To further understand results from the meta-locus concept, we annotated driver genes being expressed in each meta-locus. This is especially important for any particular gene set that had been identified as significant across multiple meta-loci. For instance, the Axon Development gene set was identified by gene set enrichment analysis at meta-locus 1, 2, 5, 11, 12, 13, and 15 for CTP. Since each driver gene list for meta-loci are mutually exclusive, the results would have indicated that a critical number of genes within each meta-locus would have been identified for the gene set. This is especially true for large neurodevelopmental gene sets.

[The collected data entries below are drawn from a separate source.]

PR #171, opened 2023-06-27
Sendgrid extension

### LINKED ISSUE #162: Sendgrid Extension
# Need

We have a customer that uses Sendgrid and we therefore want to have a Sendgrid extension.

# Context

* We did some work in the past already on a Sendgrid extension but it was discarded back then. However, the PR might be useful to get you going quickly: https://github.com/awell-health/awell-extensions/pull/19
* This MR should not be merged until Nick is back OR after @ebomcke-awell or @bejoinka acknowledged that it can be merged. Reason: we already have a Sendgrid **plugin** in our system (legacy) and we probably have to check if there are no conflicts with the extension that we are building or think about how to deprecate the legacy plugin. Anyway, development & reviewing can happen.

**Why create the extension now?**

We utilized gene expression data from the Allen Human Brain Atlas (AHBA86,87) available via the BrainScope88 web visualizer. Gene expression within the BrainScope visualizer is displayed as red for upregulation and blue for downregulation. Brain regions are displayed on three coronal slices that allows clear visualization of subcortical and cortical regions. Results would allow visualization of putative gene expression networks that might be subserved within each meta-locus. Brain regions with annotated gene expression from BrainScope are displayed in Supplementary Figs. 1014. Neurodevelopmental gene sets that constitute 6 or more meta-loci were selected for BrainScope/AHBA visualizations.

Driver gene annotations

Finally, driver genes were annotated with GWAS catalog information and Druggability tier information for the reader’s reference. GWAS catalog (r2022-03-23) was downloaded on March 23, 2022. Druggability tier information is based on Finan et al. (2017)38.

Software utilized

(1) GWAS Summary statistics quality control: SumstatsQC v0.1 (https://github.com/maxzylam/SumstatsQC). (2) Global Genetic Correlations: GenomicSEM version 0.0.2 (https://github.com/GenomicSEM/GenomicSEM); (3) k-Medoid clustering and Principal Components Analysis: FactoMineR and FactoExtra R packages (version 1.07.999, Le et al., 2008); fpc R package (version 2.2-9). (4) GWAS-by-Subtraction: GenomicSEM version 0.0.2 (https://github.com/GenomicSEM/GenomicSEM). (5) Local Genetic Correlations: ρ-HESS version 0.5.4 (https://huwenboshi.github.io/hess/local_rhog/); Wrapper script for p-HESS (https://github.com/maxzylam/rho-HESS-wrapper). (6) UMAP/Density-Based Scan: uwot package (version 0.1.10); dbscan package (version 1.1.5) (7) Transcriptome Wide Analysis: MAGMA Gene-Based Genome-Wide Analysis; MAGMA v1.08 (https://ctg.cncr.nl/software/magma); PoPs Gene Polygenic Priority Score-PoPs v0.1 (https://github.com/FinucaneLab/pops); Summary Statistics Mendelian Randomization/HEIDI-SMR/HEIDI version 1.03 (https://cnsgenomics.com/software/smr/#Download); Summary statistics PrediXcan TWAS-SPrediXcan (Oct 16, 2020 version) (https://github.com/hakyimlab/MetaXcan); FOCUS transcriptomic finemapping-FOCUS (Aug 21, 2020 version) (https://github.com/bogdanlab/focus). (7) Gene-Set Analysis: FUMA::GENE2FUNC-FUMA v1.36a https://fuma.ctglab.nl/; WebGestalt-Version 2019 http://www.webgestalt.org/; Gene-Set Enrichment-GSEA 4.10 (https://www.gsea-msigdb.org/gsea/index.jsp); (8) Spatial-Temporal Gene Expression: BrainSpan-RNA-Seq Gencode v10 summarized to genes database https://www.brainspan.org/static/download.html; Linear Mixed Model analysis for BrainSpan Data-lmerTest package (version 3.1.3) (9) General biostatistics/data wrangling: R-statistics version 3.6.3 (10) Allen Human Brain Atlas visualizations: BrainScope https://brainscope.lumc.nl/brainscope.

Reporting summary

Further information on research design is available in the Nature Research Reporting Summary linked to this article.